++++ RECORD EXTRACTS
PR #234, opened 2017-08-18
Testing Qt.py with VFX Platform CY2018

fredrikaverpil:
This is a work in progress and is not ready to merge.

Blocking:

- [x] https://bugreports.qt.io/projects/PYSIDE/issues/PYSIDE-557
- [x] https://github.com/mottosso/Qt.py/pull/240

To do:

- [x] Update `DOCKER.md` with CY2018 specification table
- [x] Update `README.md`
- [x] Update bash scripts to build, run and test using Docker
- [x] Address tests errors


fredrikaverpil:
### Python 2.7 error

```
======================================================================
FAIL: .wrapInstance doesn't need the `base` argument
  File "/usr/local/python2.7/lib/python2.7/unittest/case.py", line 329, in run
    testMethod()
  File "/usr/local/python2.7/lib/python2.7/site-packages/nose/case.py", line 197, in runTest
    self.test(*self.arg)
  File "/workdir/Qt.py/tests.py", line 501, in test_implicit_wrapInstance
    assert widget != button
AssertionError: 
-------------------- >> begin captured stdout << ---------------------
Order: 'PySide2'
Trying PySide2
'QtCore.QMetaType' was missing.
--------------------- >> end captured stdout << ----------------------
```

### Python 3.x error

```
======================================================================
FAIL: Doctest: test_caveats.test_11_qtcompat_wrapinstance
  File "/usr/local/python3.6/lib/python3.6/unittest/case.py", line 59, in testPartExecutor
    yield
  File "/usr/local/python3.6/lib/python3.6/unittest/case.py", line 605, in run
    testMethod()
  File "/usr/local/python3.6/lib/python3.6/doctest.py", line 2199, in runTest
    raise self.failureException(self.format_failure(new.getvalue()))
AssertionError: Failed doctest test for test_11_qtcompat_wrapinstance
  File "/workdir/Qt.py/test_caveats.py", line 175, in test_11_qtcompat_wrapinstance
File "/workdir/Qt.py/test_caveats.py", line 191, in test_11_qtcompat_wrapinstance
Failed example:
    widget == button
Expected:
    False
Got:
    True
```

fredrikaverpil:
Here we go: https://codereview.qt-project.org/gitweb?p=pyside/pyside-setup.git;a=commit;h=8aca0dec116c6b321373f5636b34036530ac6e4b

fredrikaverpil:
Hm. I wonder if we should now be using Autodesk's [`qtdeclarative` fork](https://github.com/autodesk-forks/qtdeclarative/tree/adsk-contrib/vfx/5.6.1) as well. The VFX Platform reference doesn't mention it, but it's sitting there in Autodesk's repository.

I get this when I use the latest commits from Qt5 (5.6 branch) with Autodesk-modified [`qtbase`](https://github.com/autodesk-forks/qtbase/tree/adsk-contrib/vfx/5.6.1) and [`qtx11extras`](https://github.com/autodesk-forks/qtx11extras/tree/adsk-contrib/vfx/5.6.1):

```
/opt/rh/devtoolset-4/root/usr/bin/g++ -c -include .pch/Qt5Quick -pipe -O2 -std=c++1z -fvisibility=hidden -fvisibility-inlines-hidden -fno-exceptions -Wall -
W -D_REENTRANT -fPIC -DQT_NO_MTDEV -DQT_NO_LIBUDEV -DQT_NO_TSLIB -DQT_NO_LIBINPUT -DQT_NO_URL_CAST_FROM_STRING -DQT_NO_INTEGER_EVENT_COORDINATES -DQT_BUILD_
QUICK_LIB -DQT_BUILDING_QT -DQT_NO_CAST_TO_ASCII -DQT_ASCII_CAST_WARNINGS -DQT_MOC_COMPAT -DQT_USE_QSTRINGBUILDER -DQT_DEPRECATED_WARNINGS -DQT_DISABLE_DEPR
ECATED_BEFORE=0x050000 -DQT_NO_EXCEPTIONS -D_LARGEFILE64_SOURCE -D_LARGEFILE_SOURCE -DQT_NO_DEBUG -DQT_GUI_LIB -DQT_QML_LIB -DQT_NETWORK_LIB -DQT_CORE_LIB -
DQT_NETWORK_LIB -DQT_CORE_LIB -I. -I. -I../../include -I../../include/QtQuick -I../../include/QtQuick/5.6.3 -I../../include/QtQuick/5.6.3/QtQuick -I/workdir
/qt5/qtbase/include/QtGui/5.6.1 -I/workdir/qt5/qtbase/include/QtGui/5.6.1/QtGui -I../../include/QtQml/5.6.3 -I../../include/QtQml/5.6.3/QtQml -I/workdir/qt5
/qtbase/include/QtCore/5.6.1 -I/workdir/qt5/qtbase/include/QtCore/5.6.1/QtCore -I/workdir/qt5/qtbase/include -I/workdir/qt5/qtbase/include/QtGui -I../../inc
lude/QtQml -I/workdir/qt5/qtbase/include/QtNetwork -I/workdir/qt5/qtbase/include/QtCore -I.moc -isystem /usr/include/libdrm -I/workdir/qt5/qtbase/mkspecs/li
nux-g++ -o .obj/qquicktextinput.o items/qquicktextinput.cpp
items/qquicktextinput.cpp:60:43: fatal error: QtGui/private/qinputcontrol_p.h: No such file or directory
compilation terminated.
make[3]: *** [.obj/qquicktextinput.o] Error 1
make[3]: *** Waiting for unfinished jobs....
items/qquicktextnode.cpp: In member function 'QSGGlyphNode* QQuickTextNode::addGlyphs(const QPointF&, const QGlyphRun&, const QColor&, QQuickText::TextStyle
, const QColor&, QSGNode*)':
items/qquicktextnode.cpp:100:42: error: 'class QFontEngine' has no member named 'isSmoothlyScalable'
             preferNativeGlyphNode = !fe->isSmoothlyScalable;
                                          ^
make[3]: *** [.obj/qquicktextnode.o] Error 1
make[3]: Leaving directory `/workdir/qt5/qtdeclarative/src/quick'
make[2]: *** [sub-quick-make_first-ordered] Error 2
make[2]: Leaving directory `/workdir/qt5/qtdeclarative/src'
make[1]: *** [sub-src-make_first] Error 2
make[1]: Leaving directory `/workdir/qt5/qtdeclarative'
make: *** [module-qtdeclarative-make_first] Error 2
```

fredrikaverpil:
@mottosso so, now I need to do some checking in our tests whether a new PySide2 is used or an older one.

I'm thinking we could add a new function to QtCompat which parses the `PySide2.__build_date__` into a `datetime` format:

```python
import datetime

# Just example code...
def pyside2_build_date():
    try:
        datetime_object = datetime.strptime(
            PySide2.__build_date__[:PySide2.__build_date__.rfind('+')],
            '%Y-%m-%dT%H:%M:%S')
    except (AttributeError):
        # PySide2 version which doesn't have the attribute
        datetime_object = None
    return datetime_object
```

In our tests, we could then do something like:

```python
import datetime

pyside2_build_date = QtCompat. pyside2_build_date()
if pyside2_build_date is None:
    # old version is being used
elif pyside2_build_date <= SOME_DATE:
    # pyside2 is older or equal to SOME_DATE
...
...
```

This way we can utilize date checks against PySide2 builds in tests, caveats more grokable, I think. What do you think?

fredrikaverpil:
I ended up not adding anything to `QtCompat`. Instead I added a `_pyside2_commit_date()` function to `tests.py`. So, inside `tests.py`, we can now query the git commit date of PySide2. Right now, I'm just querying whether this attribute exists or not but in the future we can compare dates more explicitly.

I don't think I can put if conditions in the caveats code snippets and then also put a return value, can I?
Like this I mean...

```python
>>> if hasattr(Qt, '__build_commit_date__'):
...     widget == button
False
>>> else:
...     widget == button
True
```

Anyway, I ended up adding `untested` and a note instead to [the erroring caveat](https://github.com/mottosso/Qt.py/pull/234/files#diff-915339f1306346f3f70f708409018718R323).

Now, we're getting a lot of [membership errors with Python 2.7](https://travis-ci.org/mottosso/Qt.py/jobs/268693884#L620). But all other platforms/combos are green/OK. Not sure how we should proceed here.

build_membership.py
```diff
@@ -147,6 +163,216 @@ def test_{binding}_members():
...
+                "QXmlSimpleReader",
+            ],
+
+            "QtTest": [
+                # missing from PySide
+                "QTest",
+            ],
+        }
+    elif _pyside2_commit_date() <= datetime.datetime(2017, 8, 25):
+        exclude_dict = {}
```
fredrikaverpil: @mottosso okay so I made a fresh dictionary for this new version of PySide2. Not sure if this is how we should do this... please advise. 😀

build_membership.py
```diff
@@ -147,6 +163,216 @@ def test_{binding}_members():
...
+                "QXmlSimpleReader",
+            ],
+
+            "QtTest": [
+                # missing from PySide
+                "QTest",
+            ],
+        }
+    elif _pyside2_commit_date() <= datetime.datetime(2017, 8, 25):
+        excluded_members = {}
```
fredrikaverpil: @mottosso okay so I made a fresh and empty dictionary for this new version of PySide2 which of course causes [lots of members](https://travis-ci.org/mottosso/Qt.py/jobs/268746864#L622) to be reported as missing on all bindings. Not sure if this is how we should do this... please advise. 😀

mottosso:
Hey @fredrikaverpil,

> I'm thinking we could add a new function to QtCompat which parses the PySide2.__build_commit_date__ into a datetime format:

Remind me again why we need conversion on this? The way I see it, it's a version number like any other and would think we'd compare it 1-to-1.

```python
if PySide2.__build_date__ == SOME_DATE:
  ...
```

> Now, we're getting a lot of membership errors with Python 2.7. 

I think we need to take a step back here. These membership tests should guarantee that *all* members included in Qt.py (which is a subset of PySide2) are available in *all* other bindings.

At the moment, that's being tested by (1) extracting *all* members of PySide2 and comparing them to members of other bindings, with some exceptions. That may have worked initially, when PySide2 closely resembled PySide(1) but has since grown to include lots of other things too which is why you're seeing all of these additional exceptions we'd need to exclude.

So I think we need to turn things around. How about we, rather than extract members from PySide2 and compare against that, compare directly against our `_common_members` dictionary? Each of those should exist in all bindings, which is exactly what this test is all about.

That way we (1) don't have to build a membership list, as it's already built which means that (2) we can write the test amongst all other tests and reduce complexity.

fredrikaverpil:
> I'm thinking we could add a new function to QtCompat which parses the PySide2.build_commit_date into a datetime format:
> > Remind me again why we need conversion on this? The way I see it, it's a version number like any other and would think we'd compare it 1-to-1.

We won't need this anymore in `Qt.QtCompat`. I just added this to `tests.py` and `build_membership.py`. We'll need it because PySide2 changes, see [here](https://github.com/fredrikaverpil/Qt.py/blob/d45af8c84b500b0f38a9bc4616a785b2f7597ad8/tests.py#L518).

> So I think we need to turn things around.

Would you mind taking a stab at this, as it sounds like you have an idea on how this could be improved?
If not, I'll look into it later this week, or when possible.

fredrikaverpil:
Note to self: try adding Python 2.6, see what happens.

fredrikaverpil:
Keeping fingers crossed now that we won't get any membership errors...

fredrikaverpil:
Whohooo!! 🎉 💪 

I'll fix the remaining stuff for this PR later tonight (mainly documentation).

fredrikaverpil:
So.. I wonder. Should we stop testing for CY2017?
Those are failing now.

fredrikaverpil:
I'ts because of a newer PySide2 version, which causes new modules to be supported: https://github.com/mottosso/Qt.py/pull/234/commits/80fabd1aa4089695a57bd774cca8dc4234d02758

fredrikaverpil:
Actually, I think it'd be better to keep everything and modify the membership test to exclude the new modules added for each "VFXPLATFORM" version of our tests. That would also be sort of a documentation of what gets added to each iteration of our "testing suite".

fredrikaverpil:
## Common member changes; topics for discussion

This PR is getting ready to be merged. But...

We really haven't talked about how to deal with the fact that PySide2 seems to be picking up speed and is adding new members - and how Qt.py should reflect this change.


### Background

Right now, we have a script in place (`run_membership.sh`) which will generate the common members of the bindings used in our CY2017 Docker test container. The binding versions used in the container doesn't get updated. Instead we add a new container each year (around time of SIGGRAPH) where binding versions may or may not get updated (which is what I'm doing here in this PR). So in this PR I'm adding a more recent version of PySide2 and the membership script detects new members, previously not common across bindings.

So how do we deal with a change of common members?
The way I see it, we have some options depending how we want to play this.


### Clarifying our decisions on this in the project goals

Either we just go with what's the latest and greatest and just include these new common members in Qt.py. Or we do something different. The drawbacks of going with the latest common bindings generated using the latest container is that those members are not available in older versions of PySide2 (which may exist in old versions of e.g. Maya, Nuke etc). This, to me seemingly new, behaviour is not completely clear in e.g. our [project goals](https://github.com/mottosso/Qt.py/blob/51d2b6255da169e3f662f92c714763447c37eb33/README.md#project-goals).

I think it would be multiple orders of difficult to maintain a Qt.py which is somehow aware of where it is running and what limitations in terms of common members it may have. I think we should just go with the latest and greatest. This means slightly tweaking and clarifying this in the project goals, I think.


### Dealing with this in our membership test

Right now, we have a test for members. In this test, I'm excluding members based on which container is running the test. This seems to me to be the most pragmatic way to make this test run. When new members are added to Qt.py, old containers would fail and we'd have to add the new members to a "skip list" in the membership test. Right now, this was the most maintainable approach I could come up with.

### Documenting the member changes

I wouldn't call the "skip list" in the membership test a documentation of common members change ..but it kind of is, for us. I don't think this is worth dragging out from the darkness (of the tests) and into the light (of the main README.md) and present such changes there. Especially not since everyone is probably using different versions of PySide2 (without being able to pinpoint the exact version due to the lack of a version string).

### The need to update the Docker containers more frequently

It's likely that a user is running a later build of PySide2 than we have in our Docker test container, and that they believe a certain member needs to be added to Qt.py. We could potentially build a new Docker image and append this to the current set of test containers. But I'd say we postpone this issue onto the future for when (and if) it happens. I have great hopes that we won't have to update the test containers more often than once a year.


@mottosso what do you think about all of this?

mottosso:
> The need to update the Docker containers more frequently

They won't need any updates, so long as they are an accurate reflection of the versions set by VFX Reference Platform. Users using any other versions are on their own.

At most, we'll need a new image each year. I think that should answer the remaining questions too?

fredrikaverpil:
The problem lies with that PySide2 does not have a maintained version string (any commit or build has version "2.0.0.dev0") and the VFX Platform just specifies "PySide 2.0.x" which basically translates into any version (or commit) of PySide2.

So everyone (including us, vendors) probably just uses the latest source available at the time.

fredrikaverpil:
The problem lies with that PySide2 does not have a maintained version string (PySide2 built from any git commit from the "5.6" branch has version "2.0.0~alpha0") and the VFX Platform just specifies "PySide 2.0.x" which basically translates into any version (or commit) of PySide2.

> Users using any other versions are on their own.

That's everyone, including us. Everyone probably just use the latest source available at the time when they need to build PySide2. We chose to use a build around the time of SIGGRAPH.

The VFX Platform *could* specify a git commit or a git [commit date/hash](https://codereview.qt-project.org/#/c/202199/), but they aren't doing that.

This is why I posted my previous novel-like "topics for discussion"...

fredrikaverpil:
To avoid getting too deep into complex discussions over theoretical scenarios, I've instead updated the README.md and DOCKER.md to attempt to explain the issue at hand.

So, in case you understand what I'm trying to explain I think we are good :) but if you find the updated README (check the diff) hard to grok, then we probably need to clarify this further.

@mottosso To sum it up, it would be great with a review of this PR and add the following to the next release notes:

```
New common members added:
  - QtGui.QDesktopServices
  - QtMultimedia
  - QtOpenGL
```

I think we should then consider releasing a non-beta version of Qt.py at PyPi and in Anaconda cloud.

alby128:
Since you are adding modules, it would also be useful to include QtCore.QStandardPaths in the next release. Thanks.

fredrikaverpil:
@alby128 I don't see QtCore.QStandardPaths in either of the bindings/versions (Qt >5.6). Which binding are you using where this is available and which version? 

Qt.py will only contain built in support for members available throughout all bindings. You can modify this behavior and add members yourself using QtSiteConfig.py. Please refer to the main README for more information.

alby128:
QStandardPaths has been introduced in Qt 5 as (partial) replacement for (some features of) QDesktopService. See the first paragraph here: http://doc.qt.io/qt-5.6/whatsnew50.html . So it is not available on PySide1.x and PyQt4. However, it is available on PyQt5 (see [here](http://pyqt.sourceforge.net/Docs/PyQt5/api/QtCore/qstandardpaths.html?highlight=qstandardpaths##PyQt5-QtCore-QStandardPaths)) and on PySide2 (I checked in the conda binaries). 

I do not know what is your policy for modules that are only available on Qt >= 5.6. Thanks for the tip on how to add a member.

fredrikaverpil:
@alby128 thanks for clarifying. We want Qt.py to support members which exist throughout all the bindings so that software built with Qt.py has greater chances running regardless of binding. We're know this limits the Qt library compatibility but this is also one of the reasons we built Qt.py to begin with; to support both Qt4 and Qt5 bindings (but only members which exists in both).

Of course, your request is not uncommon and that's why we also enabled the possibility to add your own members in case you need to break out of "total compatibility". I hope this works for you (QtSiteConfig.py) as we're don't want to add these specific members to Qt.py as they do not exist throughout all the bindings.

mottosso:
Hey @fredrikaverpil, should we merge this?

fredrikaverpil:
@mottosso yes, we should be fine merging this. Two late changes were made to the CY2018 which isn't part of this docker build:

> - 26th November 2017 - CY2018 has had a late change to the compiler version which is now gcc 6.3.1. This successfully resolves issues that were discovered with gcc 5.3.1.
> - 28th August 2017 - Added a note for gcc 5 and updated the Qt note to include a link to the qtdeclarative modifications.

 I'll try to cover those as soon as I can, but in the meanwhile we're fine merging this as-is.

fredrikaverpil:
I'm re-running the latest checks and when done, feel free to merge!

fredrikaverpil:
All tests OK - merge away!

PS. I noticed that Qt4 won't compile with the late CY2018 gcc version change. This means we'll have to manage two gcc versions for a CY2018-Update 1 image. But for now, let's merge this.

fredrikaverpil:
How about bumping the version to 1.1.0b8 and planning for a 1.1.0 release on pip and anaconda cloud?
Do you think we should finish some other stuff prior to 1.1.0?

mottosso:
Sounds like a good idea. 👍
++++++++
- _EXERCISE BRIEF_:
An exact copy of the lines above, from the one containing "Note to self: try" through the one containing "This PR is getting ready to be merged. But...", is the whole of the answer.

- _WRITTEN ANSWER_:
Note to self: try adding Python 2.6, see what happens.

fredrikaverpil:
Keeping fingers crossed now that we won't get any membership errors...

fredrikaverpil:
Whohooo!! 🎉 💪 

I'll fix the remaining stuff for this PR later tonight (mainly documentation).

fredrikaverpil:
So.. I wonder. Should we stop testing for CY2017?
Those are failing now.

fredrikaverpil:
I'ts because of a newer PySide2 version, which causes new modules to be supported: https://github.com/mottosso/Qt.py/pull/234/commits/80fabd1aa4089695a57bd774cca8dc4234d02758

fredrikaverpil:
Actually, I think it'd be better to keep everything and modify the membership test to exclude the new modules added for each "VFXPLATFORM" version of our tests. That would also be sort of a documentation of what gets added to each iteration of our "testing suite".

fredrikaverpil:
## Common member changes; topics for discussion

This PR is getting ready to be merged. But...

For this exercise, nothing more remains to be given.